A mostra apresenta uma seleção de 39 peças das manufaturas de Sèvres, Berlim, Viena, Meissen, Limoges e Coalport, entre outras, buscando narrar a fascinante história da porcelana europeia que, além dos aspectos estéticos e funcionais, muito pode nos revelar sobre o espírito de uma época, seus hábitos e costumes.

Paralelamente, Ema também reuniu uma representativa coleção de porcelana europeia, que abrange desde itens de colecionador, até peças de caráter sentimental – compradas em sua juventude¬ ou herdadas de sua mãe –, além dos serviços de uso efetivo nas festas e no dia a dia da casa. As peças de maior valor eram originalmente expostas em dois nichos no fundo da sala de jantar, cobertos por painéis de Mestre Valentim, enquanto as demais eram guardadas em um grande guarda-louças na passagem para a cozinha.

A Fundação Ema Klabin está localizada na Rua Portugal, 43 – Jardim Europa. São Paulo/SP.
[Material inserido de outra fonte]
PR #590, opened 2020-07-06
fixing yml script write bug

roysagi:
## Status
- [x] In Progress
- [x] Ready

## Description
fixing the way yml are being rewritten by content creator

### DIFF
--- a/demisto_sdk/commands/create_artifacts/content_creator.py
+++ b/demisto_sdk/commands/create_artifacts/content_creator.py
@@ -543,7 +543,7 @@ class ContentCreator:
                                 continue
                             unifier = Unifier(package_dir, dir_name, dest_dir)
 
-                            if parse_version(unifier.yml_data.get('fromversion', '0.0.0')) <= parse_version('6.0.0'):
+                            if parse_version(unifier.yml_data.get('toversion', '99.99.99')) >= parse_version('6.0.0'):
                                 new_file_paths = unifier.merge_script_package_to_yml(
                                     file_name_suffix=self.file_name_suffix)
                                 for new_file_path in new_file_paths:
--- a/demisto_sdk/commands/create_artifacts/content_creator.py
+++ b/demisto_sdk/commands/create_artifacts/content_creator.py
@@ -122,8 +122,12 @@ class ContentCreator:
         if self.no_fromversion:
             return {}
 
+        ryaml = YAML()
+        ryaml.preserve_quotes = True
+        ryaml.width = 50000  # make sure long lines will not break (relevant for code section)
         if not yml_content:
-            yml_content = get_yaml(file_path)
+            with open(file_path, 'r') as yml_file:
+                yml_content = ryaml.load(yml_file)
 
         if parse_version(yml_content.get('toversion', '99.99.99')) > parse_version(
                 LATEST_SUPPORTED_VERSION) > parse_version(yml_content.get('fromversion', '0.0.0')):
@@ -135,9 +139,6 @@ class ContentCreator:
             self.fix_script_in_unified_yml(yml_content)
 
             if save_yml:
-                ryaml = YAML()
-                ryaml.preserve_quotes = True
-                ryaml.width = 50000  # make sure long lines will not break (relevant for code section)
                 with open(file_path, mode='w', encoding='utf-8') as f:
                     ryaml.dump(yml_content, f)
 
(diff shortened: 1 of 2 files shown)


demisto_sdk/commands/create_artifacts/content_creator.py
```diff
@@ -119,9 +129,11 @@ def add_from_version_to_yml(self, file_path=None, yml_content=None, save_yml=Tru
                 LATEST_SUPPORTED_VERSION) > parse_version(yml_content.get('fromversion', '0.0.0')):
             yml_content['fromversion'] = LATEST_SUPPORTED_VERSION
 
+            self.fix_script_in_unified_yml(yml_content)
+
             if save_yml:
-                with open(file_path, 'w') as f:
-                    yaml.dump(yml_content, f)
+                with open(file_path, mode='w', encoding='utf-8') as f:
+                    YAML().dump(yml_content, f)
```
ronykoz, line 136: why do we need this change

roysagi: According to @yaakovi this is a better way to write a yaml since it works alongside the FoldedScalarString function that prevents the change in the script.

demisto_sdk/commands/create_artifacts/content_creator.py
```diff
@@ -432,7 +455,8 @@ def copy_test_files(self, test_playbooks_dir=TEST_PLAYBOOKS_DIR):
                         new_file_path = self.add_suffix_to_file_path(os.path.join(self.test_bundle,
                                                                                   os.path.basename(new_path)))
                         shutil.copyfile(new_path, new_file_path)
-                        self.add_from_version_to_yml(new_file_path)
+                        if new_file_path.endswith('yml'):
```
yaakovi, line 458: good safeguard.
did you encounter a file in `TestPlaybook` folder which wasn't a YML file?
if so, was it script related?

demisto_sdk/commands/create_artifacts/content_creator.py
```diff
@@ -518,7 +543,7 @@ def copy_packs_content_to_packs_bundle(self, packs):
                                 continue
                             unifier = Unifier(package_dir, dir_name, dest_dir)
 
-                            if parse_version(unifier.yml_data.get('fromversion', '0.0.0')) >= parse_version('6.0.0'):
+                            if parse_version(unifier.yml_data.get('fromversion', '0.0.0')) <= parse_version('6.0.0'):
```
yaakovi, line 546: shouldn't the filter for packs be related to `toversion` instead of `fromversion`?

demisto_sdk/commands/create_artifacts/content_creator.py
```diff
@@ -108,35 +109,57 @@ def run(self):
...
+            json_content = ujson.load(f)
 
         if parse_version(json_content.get('toVersion', '99.99.99')) > parse_version(
                 LATEST_SUPPORTED_VERSION) > parse_version(json_content.get('fromVersion', '0.0.0')):
             json_content['fromVersion'] = LATEST_SUPPORTED_VERSION
 
+            # ujson lets you keep html chars as unicode like "<" should be "\u003c"
             with open(file_path, 'w') as f:
-                json.dump(json_content, f, indent=4)
+                ujson.dump(json_content, f, indent=4, encode_html_chars=True, escape_forward_slashes=False,
```
yaakovi, line 161: this change is also relevant to format command, please open an issue.

roysagi: done https://github.com/demisto/etc/issues/26423

demisto_sdk/commands/create_artifacts/content_creator.py
roysagi: I am not sure if I encountered any other files, I mostly wrote this to be sure of the functionality of this method.

demisto_sdk/commands/create_artifacts/content_creator.py
roysagi: Correct me if I am wrong but the idea is that content entities added in 6.0.0 should no be added to content_new.zip as the are "self-releasing" hence it should be that they are :`fromversion: 6.0.0`

yaakovi: but what about content entities that are already exists?
for example, Integration with `fromversion: 5.0.0` should be included in the packs.

roysagi: done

Fonte: Fundação Ema Klabin

Que tal conhecer mais de perto e de forma interativa a Baía de Guanabara, no Rio de Janeiro?! Essa experiência incrível quem apresenta ao público é o Museu do Amanhã, que explora as oportunidades e os desafios que a humanidade terá de enfrentar nas próximas décadas a partir das perspectivas da sustentabilidade e da convivência.

Por meio de um totem interativo, o visitante poderá conhecer um conteúdo exclusivo sobre a Baía de Guanabara e seus futuros possíveis, e ainda cases de mais quatro baías – Sydney (Austrália), Tóquio (Japão), Chesapeake (Estados Unidos) e Jacarta (Indonésia) –, cada uma localizada em um continente diferente.

A nova experiência abordará características e realidade de cada baía, aspectos de biodiversidade, economia, aquicultura, pesca, situação de saneamento e ações de despoluição adotadas por cada local.

No “Jogo do Boto-Cinza”, o visitante poderá conhecer mais sobre a Baía de Guanabara conduzindo um ilustre morador de seu ecossistema até um grupo de animais da mesma espécie. Mamífero que nasce e passa a vida inteira na baía, o boto-cinza é o símbolo de uma Guanabara que ainda resiste. Da população de mais de mil indivíduos na década de 1970, hoje restam pouco mais de 20 golfinhos, que estão estampados no brasão da cidade do Rio de Janeiro.

Programe-se! O Museu do Amanhã está localizado na Praça Mauá, 1 – Centro. Rio de Janeiro, RJ.